As the child moves through the teenage years, our challenge is to move away from control to coaching. If a parent defaults into a more directive, one-way conversation mode, there’s either going to be an argument or the teenager will clam up, get bitter and/or rebel.

Here’s a solution that worked wonders in our home. Give your teenager the right to ask for permission to speak freely. You’re probably familiar with that phrase in a military context. Same concept. You preserve respect for authority yet allow a person to be able to express their point of view, present new information, and even object in a constructive manner.

How It Works

  1. Discuss in advance. Explain to your teenager that you’re aware you need to shift gears in dealing with them yet you run the risk of falling back into being very autocratic. Let them know for both of your benefit, you are now giving them the privilege of asking for permission to speak freely.

  2. Clarify what the permission is for. You agree to then allow them to discuss further, present their case, make an appeal, whatever. Common examples are exceptions to curfew, an event with friends, etc. There may be new information you aren’t aware of. It might be asking for reconsideration of a current boundary—for either a permanent change or an exception. It could be to appeal to a decision you’ve made for a request they’ve made that’s in new territory.

  3. Lay the ground rules. They must agree to two things: to speak calmly and with respect. No raising their voice, throwing fits, making faces, etc. If they do, conversation over. Teach them to come prepared to make their case. It may be better for them to take some time after your initial decision. Promise to always take their respectful appeal seriously, yet you reserve the right to still make the final decision. How they respond will determine future appeals.

In doing so, you’re giving your teenager the challenge to build responsibility and trustworthiness.
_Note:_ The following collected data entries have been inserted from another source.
PR #207, opened 2026-08-01
docs: record UChicago ultrafast cohort paths and caveats in AGENTS.md

spencervenancio:
Document the two published cohort roots (longitudinal 240/196, pretreatment 137/137), the shared `dce2d_internal_ultrafast_manifest.csv` contract, and the per-root `images/centerlines/tumor` layout under Vanguard Data Layout.

Also record the tumor-mask caveats (14 empty longitudinal masks, 69/36 exams flagged as possible bilateral cases needing review, four pending_cases.csv rows) and the restricted raw DICOM sources, which are not deidentified and must stay within Karczmar-lab shares.

### DIFF
--- a/AGENTS.md
+++ b/AGENTS.md
@@ -147,6 +147,7 @@ require Huo-lab access.
 
 ## Project Conventions
 - Keep scripts and outputs named clearly enough that another student can understand what they are for.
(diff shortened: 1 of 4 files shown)


annawoodard (changes requested):
This is great @spencervenancio, thank you!!

We want this repo to be usable out-of-the-box by other groups so can we tweak this by moving the data info into a linked uchicago-specific markdown file. That way agents trying to reproduce this externally know they need to either prepare their own dataset or get access to ours etc

We don't have to let perfect be the enemy of the good here by perfectly documenting all data provenance I think exactly what you have is great just make it explicit this is only valid at uchicago and put it in a linked site-specific file

spencervenancio:
I added `UCHICAGO.md` and it is now linked to by `README.md` and `AGENTS.md`.

PR #757, opened 2023-06-27
(268) Fix placement application bug

pezholio:
Reallocating a task according to the application ID caused some issues, because applications can have multiple “active” placement applications, so this was raising an error. Rather than have a special case for placement applications, it makes sense to have all tasks act on their own IDs, rather than relying on the applicationID being present. This also involves so changes to the URLs that the UI causes, so this is a breaking UI change, but I'll be working on this in parallel.


pezholio:
[Fix Placement Application bug](https://trello.com/c/kyUCbi82/268-fix-placement-application-bug)

brownbearsoftware (approved):

PR #762, opened 2023-06-28
Improve error message when allocation fails

pezholio:
This should hopefully make debugging easier.


src/main/kotlin/uk/gov/justice/digital/hmpps/approvedpremisesapi/service/UserService.kt
```diff
@@ -57,8 +57,14 @@ class UserService(
     val qualifications = application.getRequiredQualifications()
 
     while (true) {
+      var errorMessage: String
```
brownbearsoftware, line 60: Might be worth putting the user who created the application too to save us having to go into the DB to figure it out?  `application.createdByUser.deliusUsername`

PR #764, opened 2023-06-28
Add request information to MDC

danlivings-dxw:
This adds the following to the MDC for a given request:
- `request.id`: a random per-request UUID that can be used to group all log messages for a given request.
- `request.uri`: the requested URI, e.g. `/premises/a93602aa-4787-4aa4-a488-a22ba01149fb`.
- `request.method`: the request method, e.g. `GET`.
- `request.pathPattern`: the path pattern that best matches the requested URI in the format that developers talk about it, e.g. `/premises/{premisesId}`.
- `request.params`: all path parameters and query parameters are added as subkeys. For example, the above value of `request.uri` would have a corresponding `request.params.premisesId` MDC key with a value of `a93602aa-4787-4aa4-a488-a22ba01149fb`.
- `request.serviceName`: the service the request is for, derived from the `X-Service-Name` header. If this header does not have a value, it will have a value of `Not specified`.
- `request.user`: the Delius username of the user making the request, e.g. `JIMSNOWLDAP`. If the user could not be retrieved, this will have a value of `Anonymous`.

These values in the MDC will be captured by Application Insights and stored as custom dimensions for log messages.

### DIFF
--- a/src/main/kotlin/uk/gov/justice/digital/hmpps/approvedpremisesapi/config/MDCHandlerInterceptor.kt
+++ b/src/main/kotlin/uk/gov/justice/digital/hmpps/approvedpremisesapi/config/MDCHandlerInterceptor.kt
@@ -1,0 +1,52 @@
+package uk.gov.justice.digital.hmpps.approvedpremisesapi.config
+
+import org.slf4j.MDC
+import org.springframework.stereotype.Component
+import org.springframework.web.servlet.HandlerInterceptor
+import org.springframework.web.servlet.HandlerMapping
+import org.springframework.web.servlet.config.annotation.InterceptorRegistry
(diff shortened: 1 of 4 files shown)


danlivings-dxw:
@brownbearsoftware it's worth noting that I don't have access to Application Insights, so while I'm pretty confident that MDC contents will be picked up by Application Insights, it would be a good idea to confirm this in the dev environment once this is deployed.

brownbearsoftware:
Looks great, will this break for endpoints that don't require authentication though (e.g. health)?

danlivings-dxw:
@brownbearsoftware good spot, I've changed it so that in those cases it sets `request.user` to `Anonymous`.

brownbearsoftware (approved):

These are real-world skills that they’ll need the rest of their lives.

You’re also helping yourself to lengthen the leash. It’s easy to simply give the same pat answers we always have. When your teenager asks, “Permission to speak freely?”, train yourself to take a breath and prepare yourself to listen with full objectivity and not interrupt until they are finished.

You as the parent still have the right to make whatever decision you feel is best after full discussion. Just make sure you use these occasions—particularly early on—as opportunities to flex where you can, and strengthen the relationship for the future.

This is good stuff. Give it a shot to keep an open line of communication with your teenagers that allows you to have influence for a lifetime.